**TASK ITEM:** The records follow. Print, word for word, the first line through the "- AWS Kinesis" line.

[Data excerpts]
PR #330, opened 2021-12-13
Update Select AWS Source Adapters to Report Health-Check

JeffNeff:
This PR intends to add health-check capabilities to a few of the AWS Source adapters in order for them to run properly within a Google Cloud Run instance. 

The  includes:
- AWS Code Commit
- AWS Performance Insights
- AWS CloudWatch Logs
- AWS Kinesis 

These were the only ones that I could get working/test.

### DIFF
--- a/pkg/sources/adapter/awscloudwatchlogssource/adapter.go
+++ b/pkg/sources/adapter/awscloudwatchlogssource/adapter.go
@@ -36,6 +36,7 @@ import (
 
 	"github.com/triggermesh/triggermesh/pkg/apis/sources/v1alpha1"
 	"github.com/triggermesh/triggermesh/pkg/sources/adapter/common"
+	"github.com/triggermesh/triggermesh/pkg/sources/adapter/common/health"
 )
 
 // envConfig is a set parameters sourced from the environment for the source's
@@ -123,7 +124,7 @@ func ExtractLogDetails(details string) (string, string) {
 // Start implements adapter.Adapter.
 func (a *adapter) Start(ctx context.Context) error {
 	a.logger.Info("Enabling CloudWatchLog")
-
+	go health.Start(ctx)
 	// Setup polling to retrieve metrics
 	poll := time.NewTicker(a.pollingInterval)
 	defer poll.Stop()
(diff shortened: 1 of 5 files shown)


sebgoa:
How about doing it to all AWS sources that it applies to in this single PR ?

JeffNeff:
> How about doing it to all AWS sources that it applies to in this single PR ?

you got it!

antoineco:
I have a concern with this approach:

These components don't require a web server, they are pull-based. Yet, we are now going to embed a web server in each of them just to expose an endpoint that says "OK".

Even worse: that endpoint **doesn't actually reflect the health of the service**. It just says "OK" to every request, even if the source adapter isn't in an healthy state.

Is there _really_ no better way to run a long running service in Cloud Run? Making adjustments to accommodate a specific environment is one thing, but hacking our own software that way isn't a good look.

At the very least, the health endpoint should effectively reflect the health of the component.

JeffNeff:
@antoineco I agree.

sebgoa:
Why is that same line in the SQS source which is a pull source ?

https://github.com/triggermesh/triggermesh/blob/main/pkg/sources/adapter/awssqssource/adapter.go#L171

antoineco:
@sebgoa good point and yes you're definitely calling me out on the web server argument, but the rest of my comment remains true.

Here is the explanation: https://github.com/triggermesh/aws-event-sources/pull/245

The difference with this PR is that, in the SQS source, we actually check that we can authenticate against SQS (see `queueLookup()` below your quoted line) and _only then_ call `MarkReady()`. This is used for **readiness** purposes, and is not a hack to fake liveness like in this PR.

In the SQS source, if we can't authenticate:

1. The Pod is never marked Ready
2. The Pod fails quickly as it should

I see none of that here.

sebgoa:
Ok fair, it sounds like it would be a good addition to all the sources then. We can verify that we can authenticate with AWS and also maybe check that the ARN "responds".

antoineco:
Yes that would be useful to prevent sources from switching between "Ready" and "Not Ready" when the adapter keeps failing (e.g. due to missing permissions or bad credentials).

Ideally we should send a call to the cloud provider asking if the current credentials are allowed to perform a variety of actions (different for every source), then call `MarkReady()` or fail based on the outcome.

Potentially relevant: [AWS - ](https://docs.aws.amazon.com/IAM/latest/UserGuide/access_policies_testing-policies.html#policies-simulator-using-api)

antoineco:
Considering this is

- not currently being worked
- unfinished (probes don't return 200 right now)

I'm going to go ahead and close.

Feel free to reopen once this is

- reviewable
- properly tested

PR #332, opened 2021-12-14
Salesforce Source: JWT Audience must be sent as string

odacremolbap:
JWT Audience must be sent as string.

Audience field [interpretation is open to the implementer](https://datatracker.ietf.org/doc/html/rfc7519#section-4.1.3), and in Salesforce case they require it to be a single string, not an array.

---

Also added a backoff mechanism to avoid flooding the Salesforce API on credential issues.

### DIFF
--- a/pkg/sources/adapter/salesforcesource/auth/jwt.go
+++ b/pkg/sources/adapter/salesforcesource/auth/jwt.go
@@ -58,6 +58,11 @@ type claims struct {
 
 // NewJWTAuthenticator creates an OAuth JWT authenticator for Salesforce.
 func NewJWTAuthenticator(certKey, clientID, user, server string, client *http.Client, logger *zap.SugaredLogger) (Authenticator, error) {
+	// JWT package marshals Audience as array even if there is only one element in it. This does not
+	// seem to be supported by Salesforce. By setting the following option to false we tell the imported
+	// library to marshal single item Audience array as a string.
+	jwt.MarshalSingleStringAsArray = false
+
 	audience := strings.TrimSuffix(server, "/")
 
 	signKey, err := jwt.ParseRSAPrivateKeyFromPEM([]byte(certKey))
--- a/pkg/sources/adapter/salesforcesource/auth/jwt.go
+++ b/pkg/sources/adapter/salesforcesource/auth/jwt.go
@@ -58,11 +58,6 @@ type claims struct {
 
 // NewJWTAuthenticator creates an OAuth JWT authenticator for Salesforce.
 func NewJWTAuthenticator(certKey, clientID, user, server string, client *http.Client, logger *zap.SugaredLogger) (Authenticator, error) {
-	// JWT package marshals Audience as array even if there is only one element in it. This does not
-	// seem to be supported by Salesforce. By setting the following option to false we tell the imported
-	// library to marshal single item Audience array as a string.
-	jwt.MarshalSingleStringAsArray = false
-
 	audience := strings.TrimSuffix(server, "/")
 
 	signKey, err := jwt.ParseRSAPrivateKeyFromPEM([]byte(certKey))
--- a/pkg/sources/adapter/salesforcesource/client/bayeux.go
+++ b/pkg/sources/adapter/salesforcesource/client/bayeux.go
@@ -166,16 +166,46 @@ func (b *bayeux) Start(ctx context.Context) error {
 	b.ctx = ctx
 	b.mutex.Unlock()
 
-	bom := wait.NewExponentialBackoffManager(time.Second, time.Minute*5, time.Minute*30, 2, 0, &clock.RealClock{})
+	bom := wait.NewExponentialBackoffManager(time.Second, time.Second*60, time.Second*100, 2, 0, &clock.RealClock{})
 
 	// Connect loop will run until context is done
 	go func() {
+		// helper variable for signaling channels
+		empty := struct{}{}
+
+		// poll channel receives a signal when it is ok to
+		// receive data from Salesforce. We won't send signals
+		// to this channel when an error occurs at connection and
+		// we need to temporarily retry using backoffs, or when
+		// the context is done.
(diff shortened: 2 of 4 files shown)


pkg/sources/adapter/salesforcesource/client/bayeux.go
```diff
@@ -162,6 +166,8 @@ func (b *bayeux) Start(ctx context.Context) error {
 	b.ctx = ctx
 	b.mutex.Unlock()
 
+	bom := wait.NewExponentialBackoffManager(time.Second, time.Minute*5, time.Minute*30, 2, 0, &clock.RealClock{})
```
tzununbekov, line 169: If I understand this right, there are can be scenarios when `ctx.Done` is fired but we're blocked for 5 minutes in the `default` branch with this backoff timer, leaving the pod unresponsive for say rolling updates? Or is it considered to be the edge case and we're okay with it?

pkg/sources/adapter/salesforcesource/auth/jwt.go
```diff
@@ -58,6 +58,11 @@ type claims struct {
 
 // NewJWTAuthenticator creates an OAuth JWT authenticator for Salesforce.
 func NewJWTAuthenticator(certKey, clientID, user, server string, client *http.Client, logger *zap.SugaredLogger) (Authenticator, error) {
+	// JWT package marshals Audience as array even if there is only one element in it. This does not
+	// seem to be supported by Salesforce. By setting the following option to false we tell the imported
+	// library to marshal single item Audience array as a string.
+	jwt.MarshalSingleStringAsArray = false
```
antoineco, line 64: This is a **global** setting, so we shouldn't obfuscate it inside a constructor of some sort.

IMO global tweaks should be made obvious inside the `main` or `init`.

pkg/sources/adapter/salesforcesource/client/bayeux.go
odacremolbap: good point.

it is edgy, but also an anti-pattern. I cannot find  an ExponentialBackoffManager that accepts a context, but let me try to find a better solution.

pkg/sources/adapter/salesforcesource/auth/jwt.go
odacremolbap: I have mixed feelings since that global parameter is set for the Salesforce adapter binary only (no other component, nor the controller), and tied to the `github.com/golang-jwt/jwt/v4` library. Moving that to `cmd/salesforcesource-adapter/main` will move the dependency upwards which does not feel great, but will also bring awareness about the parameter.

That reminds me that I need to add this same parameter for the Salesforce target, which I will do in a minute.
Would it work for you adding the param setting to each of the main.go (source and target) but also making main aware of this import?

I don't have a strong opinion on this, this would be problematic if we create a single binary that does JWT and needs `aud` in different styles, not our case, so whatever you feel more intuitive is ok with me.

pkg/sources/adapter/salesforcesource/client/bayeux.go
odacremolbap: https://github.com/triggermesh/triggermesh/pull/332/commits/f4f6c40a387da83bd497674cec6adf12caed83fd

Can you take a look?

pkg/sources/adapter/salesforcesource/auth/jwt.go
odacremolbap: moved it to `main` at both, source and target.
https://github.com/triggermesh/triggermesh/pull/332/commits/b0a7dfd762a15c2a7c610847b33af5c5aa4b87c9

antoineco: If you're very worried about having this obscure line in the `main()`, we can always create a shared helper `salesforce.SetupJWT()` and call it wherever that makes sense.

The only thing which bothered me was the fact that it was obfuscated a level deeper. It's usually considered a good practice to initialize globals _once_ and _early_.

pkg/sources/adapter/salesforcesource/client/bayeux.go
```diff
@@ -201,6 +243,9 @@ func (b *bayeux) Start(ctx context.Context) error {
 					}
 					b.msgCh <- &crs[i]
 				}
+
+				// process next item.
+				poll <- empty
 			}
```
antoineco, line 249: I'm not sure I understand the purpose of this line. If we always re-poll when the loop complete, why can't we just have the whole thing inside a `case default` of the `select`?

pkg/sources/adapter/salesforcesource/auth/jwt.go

**ANSWER SECTION:**
PR #330, opened 2021-12-13
Update Select AWS Source Adapters to Report Health-Check

JeffNeff:
This PR intends to add health-check capabilities to a few of the AWS Source adapters in order for them to run properly within a Google Cloud Run instance. 

The  includes:
- AWS Code Commit
- AWS Performance Insights
- AWS CloudWatch Logs
- AWS Kinesis 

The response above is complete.